#### What the task asks
Across the entries that follow, work out the number of lines containing the string "opened", and state it alone.

Dataset entries:
PR #2620, opened 2023-05-11
[15.0][MIG] base_model_restrict_update

Saran440:
No change code


StefanRijnhart:
Thanks! Can you include https://github.com/OCA/server-tools/pull/2626?

Saran440:
@StefanRijnhart Thanks for review. This PR add commit https://github.com/OCA/server-tools/pull/2626
and 1 commit for fix error

Peek 2023-06-15 15-35

base_model_restrict_update/models/res_users.py
```diff
@@ -0,0 +1,29 @@
...
+    )
+
+    @api.constrains("is_readonly_user")
+    def _check_is_readonly_user(self):
+        for user in self:
+            if self.env.ref("base.group_system") in user.groups_id:
+                raise UserError(_("You cannot set admin user as a readonly user."))
+
+    def toggle_unrestrict_model_update(self):
+        pass
```
StefanRijnhart: If it is necessary to add this code override to make the GUI widget work (and I played with it a bit, and I don't see another way myself), maybe Odoo is telling us we should not be doing this 'boolean field in a stat button' thing. Would you consider putting the binary toggles somewhere else on the user form?

yostashiro: I also checked the behavior and found that if you replace the buttons with the following divs then the presentation and behavior become OK without the dummy toggle methods:

```.xml
                <div
                    name="toggle_unrestrict_model_update"
                    class="btn-group btn oe_stat_button"
                    attrs="{'invisible': [('is_readonly_user', '=', True)]}"
                    style="align-items: center;"
                >
                    <span style="padding: 0 10px;">Unrestrict Update</span>
                    <field name="unrestrict_model_update" widget="boolean_toggle" />
                </div>
                <div
                    name="toggle_is_readonly_user"
                    class="btn-group btn oe_stat_button"
                    style="align-items: center;"
                >
                    <span style="padding: 0 10px;">Read-only</span>
                    <field name="is_readonly_user" widget="boolean_toggle" />
                </div>
```

But I agree with Stefan that we may put the toggles elsewhere if it becomes a maintenance burden to put them in the button box.

StefanRijnhart: Oh, I can live with this `div` solution!

Saran440: @StefanRijnhart @yostashiro Thanks for solution :) I fixed it.

base_model_restrict_update/views/res_users_views.xml
```diff
@@ -0,0 +1,31 @@
+<?xml version="1.0" encoding="utf-8" ?>
+<odoo>
+
+    <record id="view_users_form" model="ir.ui.view">
+        <field name="name">res.users.form</field>
+        <field name="model">res.users</field>
+        <field name="inherit_id" ref="base.view_users_form" />
+        <field name="arch" type="xml">
+            <div class="oe_button_box" name="button_box" position="inside">
+                <div
```
yostashiro, line 10: A little comment would be nice.

```suggestion
                <!-- "button" tag cannot be used without object/action assignment as of 15.0, therfore we have chosen to use "div" here. -->
                <div
```

yostashiro (approved):
Functional test.  Thanks for the update!

base_model_restrict_update/models/res_users.py
StefanRijnhart: Thanks! I think this all counts as migration stuff so can you squash the two last commits into the migration commits?

base_model_restrict_update/views/res_users_views.xml
StefanRijnhart: Not sure. This is the story of the road we traveled, but maybe we can let the code speak for itself here :grinning:?

base_model_restrict_update/models/res_users.py
Saran440: I think migration commit should original and rebase https://github.com/OCA/server-tools/pull/2626 and [Fix error](https://github.com/OCA/server-tools/pull/2620#discussion_r1232949173) into 1.

StefanRijnhart (approved):
Thanks for the update!

PR #2624, opened 2023-05-17
[FIX] upgrade_analysis : avoid KeyError "module"

metaminux:
Check "module" is in context when patching init_models


StefanRijnhart (approved):

legalsylvain (approved):
/ocabot merge patch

#### Written reply
2